◆ **PROBLEM TO SOLVE**: Each line of the data needs to be transcribed exactly.

◆ **GIVEN DATA**:

PR #1947, opened 2026-09-21
The row-projection pin's messages say a field is read, not mentioned, and the census test exercises the f-string and percent-format shapes its helper's docstring claims

lczh:
Tier: docs

Two test-only points from the post-merge review of #1939, both in the chat-build signature inputs module; the kernel is untouched.

The two failure messages behind the row-projection pin still said a dropped field "is mentioned" outside or beyond the permitted regions, while since #1939 the assertion above each fails only on a string constant equal to the field, a read. A red therefore named the wrong thing to remove: a kernel change that adds a get of the raw token count in a helper printed that the field was mentioned, and whoever reads that at face value rewords nearby prose, which is what an earlier change did under the old word count, and the red stays. The messages now say the field is read outside, or beyond, those regions; they already print the offending line numbers.

The census helper's docstring claims one counted shape past the plain reads, a real subscript inside an f-string, and four uncounted ones (a percent-format key, a format field, its mapping variant, a keyword argument). The synthetic body the census test parses exercised none of the five, so those claims had no assertion behind them, and the f-string case has a moving part: the module runs on four interpreters, and a release that moves f-string sub-expression nodes could drop such a read while the pin stayed green and the docstring still said the shape is counted. The synthetic body now carries an f-string subscript of one field and a percent-format key of the same field; the expected set for that field gains the f-string line, and the percent line is in neither set, so an interpreter that moves those nodes or a helper change that starts counting placeholders fails the test rather than the docstring.

Validation:

- The module: 66 passed, 10 subtests passed, the same count as before; the two new lines are asserted inside the existing census test.
- The counted f-string shape and the uncounted percent shape are now executed on every interpreter the module runs under.

Follows the post-merge review of #1939.


ksarma:
The evidence below was executed against cbc519519, the PR's head, before it merged as 17f4dd78c; the merge carries that tree unchanged for the test file and for kernel/kernel.py, so every file and line reference is on that commit and holds at the merge commit. The change is confined to `tests/test_chat_build_sig_inputs.py` and does two things. The two failure messages behind the row-projection pin, at lines 467 and 469, now say a dropped field is read outside or beyond the permitted regions, where they said it was mentioned. The synthetic body the census test parses gains an f-string subscript of `ctxTokens` at line 492 and a percent-format key of the same field at line 493, and the expected set for that field at lines 498 and 499 gains the f-string line. The helper's source is byte-identical between the base and this head, so the PR is a message reword plus a pin over unchanged code.

**Still standing after the merge**

- The reworded messages say a field "is read", and the assertion above each fires on any string constant equal to the field. The docstring of `_key_reads` at lines 350 and 351 says a write or a listing that names the key counts too, and that this is the pin's intent. So a kernel change that writes the dropped field as a key in a new helper, or lists it in a tuple, turns the pin red with a message that says the field is read there, and whoever takes "read" literally looks for a get or a subscript load at the printed line and finds a store or a listing. This is the same class as the "mentioned" wording the PR replaces, and much narrower: the line number is printed, and the docstring states that writes count. One fix is to say what the predicate tests, "lastTool is named as a key outside the projection and the key" with the tail of that message unchanged, and "ctxTokens is named as a key beyond the projection, the key, the compaction tick and the merge writing it"; a form like "a string constant equal to lastTool lies outside" does the same. Wording only, with no assertion change. This point comes from reading the source against the docstring, not from an execution.

**Tests**

- The module at this head: 66 passed, 10 subtests passed, in a single process. The untouched module at the base also gives 66 passed, 10 subtests, so the body's "same count as before" matches. The head's test file copied onto a detached checkout of the base is green at the same count: the PR changes no helper, so no red-before exists or is owed.

- Both messages match the permit sets the assertion above each uses. For lastTool the set is the projection block plus `_chat_build_sig`, which the message renders as "outside the projection and the key". For ctxTokens the set adds `_compact_suggest_tick` and the merge that writes the field, which the message renders as "beyond the projection, the key, the compaction tick and the merge writing it". That merge is `Sessions.live`. The pin prints the offending line numbers, as the body says: a probe that appended a get of the ctxTokens field past the end of the kernel source made the assertion print `Lists differ: [71325] != []`.

- By mutation of the helper. A variant that skips constants inside `ast.JoinedStr` turns exactly one test red, the census test, at the ctxTokens assertion on lines 498 and 499, with "Items in the second set but not the first"; the row-projection pin and the other seven Census tests stay green. A variant that also counts a constant containing the percent key `%(ctxTokens)` turns the same single test red at line 498, with "Items in the first set but not the second". Both match the body's claim that an interpreter moving f-string nodes, or a helper that starts counting format keys, fails this test rather than the docstring.

- The other three shapes the docstring says are uncounted are still unpinned, which the body states plainly: a variant that also counts a constant containing `{ctxTokens}` or the same brace form of lastTool, plus any keyword argument whose name equals the field, left all nine Census tests green. That variant covers the two brace-format shapes, `.format` and its mapping variant, and the keyword-argument shape. Those three claims rest on the docstring alone. Under the percent and brace variants the row-projection pin on the real kernel also stayed green, consistent with the docstring's statement that the kernel has none of these shapes today.

- Interpreters. The helper's exact logic run against the exact synthetic body, not the test module, under CPython 3.10.20, 3.11.15, 3.12.3, 3.13.14 and 3.14.6 gives the same sets on all five: ctxTokens at lines 6, 8 and 11 of the body, so the f-string subscript is counted; lastTool at lines 5 and 7; the percent line, 12, not counted. When last checked, the four Python CI jobs on this head had passed and the extension job had not finished.

- The `line` fragments in the census test are unambiguous in the body: the bracketed double-quoted fragment first matches the subscript line and not the single-quoted f-string; the f-string fragment matches only its own line; the percent line matches no expected fragment, so equality against the exact set pins it as uncounted.

- Neither helper has a reader outside this module (the other grep hits for the two names are three test method names that contain the substring, none a call), and the old "is mentioned outside" and "is mentioned beyond" text appears nowhere else, so the reword leaves nothing stale.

◆ **RESULT**:
PR #1947, opened 2026-09-21
The row-projection pin's messages say a field is read, not mentioned, and the census test exercises the f-string and percent-format shapes its helper's docstring claims

lczh:
Tier: docs

Two test-only points from the post-merge review of #1939, both in the chat-build signature inputs module; the kernel is untouched.

The two failure messages behind the row-projection pin still said a dropped field "is mentioned" outside or beyond the permitted regions, while since #1939 the assertion above each fails only on a string constant equal to the field, a read. A red therefore named the wrong thing to remove: a kernel change that adds a get of the raw token count in a helper printed that the field was mentioned, and whoever reads that at face value rewords nearby prose, which is what an earlier change did under the old word count, and the red stays. The messages now say the field is read outside, or beyond, those regions; they already print the offending line numbers.

The census helper's docstring claims one counted shape past the plain reads, a real subscript inside an f-string, and four uncounted ones (a percent-format key, a format field, its mapping variant, a keyword argument). The synthetic body the census test parses exercised none of the five, so those claims had no assertion behind them, and the f-string case has a moving part: the module runs on four interpreters, and a release that moves f-string sub-expression nodes could drop such a read while the pin stayed green and the docstring still said the shape is counted. The synthetic body now carries an f-string subscript of one field and a percent-format key of the same field; the expected set for that field gains the f-string line, and the percent line is in neither set, so an interpreter that moves those nodes or a helper change that starts counting placeholders fails the test rather than the docstring.

Validation:

- The module: 66 passed, 10 subtests passed, the same count as before; the two new lines are asserted inside the existing census test.
- The counted f-string shape and the uncounted percent shape are now executed on every interpreter the module runs under.

Follows the post-merge review of #1939.


ksarma:
The evidence below was executed against cbc519519, the PR's head, before it merged as 17f4dd78c; the merge carries that tree unchanged for the test file and for kernel/kernel.py, so every file and line reference is on that commit and holds at the merge commit. The change is confined to `tests/test_chat_build_sig_inputs.py` and does two things. The two failure messages behind the row-projection pin, at lines 467 and 469, now say a dropped field is read outside or beyond the permitted regions, where they said it was mentioned. The synthetic body the census test parses gains an f-string subscript of `ctxTokens` at line 492 and a percent-format key of the same field at line 493, and the expected set for that field at lines 498 and 499 gains the f-string line. The helper's source is byte-identical between the base and this head, so the PR is a message reword plus a pin over unchanged code.

**Still standing after the merge**

- The reworded messages say a field "is read", and the assertion above each fires on any string constant equal to the field. The docstring of `_key_reads` at lines 350 and 351 says a write or a listing that names the key counts too, and that this is the pin's intent. So a kernel change that writes the dropped field as a key in a new helper, or lists it in a tuple, turns the pin red with a message that says the field is read there, and whoever takes "read" literally looks for a get or a subscript load at the printed line and finds a store or a listing. This is the same class as the "mentioned" wording the PR replaces, and much narrower: the line number is printed, and the docstring states that writes count. One fix is to say what the predicate tests, "lastTool is named as a key outside the projection and the key" with the tail of that message unchanged, and "ctxTokens is named as a key beyond the projection, the key, the compaction tick and the merge writing it"; a form like "a string constant equal to lastTool lies outside" does the same. Wording only, with no assertion change. This point comes from reading the source against the docstring, not from an execution.

**Tests**

- The module at this head: 66 passed, 10 subtests passed, in a single process. The untouched module at the base also gives 66 passed, 10 subtests, so the body's "same count as before" matches. The head's test file copied onto a detached checkout of the base is green at the same count: the PR changes no helper, so no red-before exists or is owed.

- Both messages match the permit sets the assertion above each uses. For lastTool the set is the projection block plus `_chat_build_sig`, which the message renders as "outside the projection and the key". For ctxTokens the set adds `_compact_suggest_tick` and the merge that writes the field, which the message renders as "beyond the projection, the key, the compaction tick and the merge writing it". That merge is `Sessions.live`. The pin prints the offending line numbers, as the body says: a probe that appended a get of the ctxTokens field past the end of the kernel source made the assertion print `Lists differ: [71325] != []`.

- By mutation of the helper. A variant that skips constants inside `ast.JoinedStr` turns exactly one test red, the census test, at the ctxTokens assertion on lines 498 and 499, with "Items in the second set but not the first"; the row-projection pin and the other seven Census tests stay green. A variant that also counts a constant containing the percent key `%(ctxTokens)` turns the same single test red at line 498, with "Items in the first set but not the second". Both match the body's claim that an interpreter moving f-string nodes, or a helper that starts counting format keys, fails this test rather than the docstring.

- The other three shapes the docstring says are uncounted are still unpinned, which the body states plainly: a variant that also counts a constant containing `{ctxTokens}` or the same brace form of lastTool, plus any keyword argument whose name equals the field, left all nine Census tests green. That variant covers the two brace-format shapes, `.format` and its mapping variant, and the keyword-argument shape. Those three claims rest on the docstring alone. Under the percent and brace variants the row-projection pin on the real kernel also stayed green, consistent with the docstring's statement that the kernel has none of these shapes today.

- Interpreters. The helper's exact logic run against the exact synthetic body, not the test module, under CPython 3.10.20, 3.11.15, 3.12.3, 3.13.14 and 3.14.6 gives the same sets on all five: ctxTokens at lines 6, 8 and 11 of the body, so the f-string subscript is counted; lastTool at lines 5 and 7; the percent line, 12, not counted. When last checked, the four Python CI jobs on this head had passed and the extension job had not finished.

- The `line` fragments in the census test are unambiguous in the body: the bracketed double-quoted fragment first matches the subscript line and not the single-quoted f-string; the f-string fragment matches only its own line; the percent line matches no expected fragment, so equality against the exact set pins it as uncounted.

- Neither helper has a reader outside this module (the other grep hits for the two names are three test method names that contain the substring, none a call), and the old "is mentioned outside" and "is mentioned beyond" text appears nowhere else, so the reword leaves nothing stale.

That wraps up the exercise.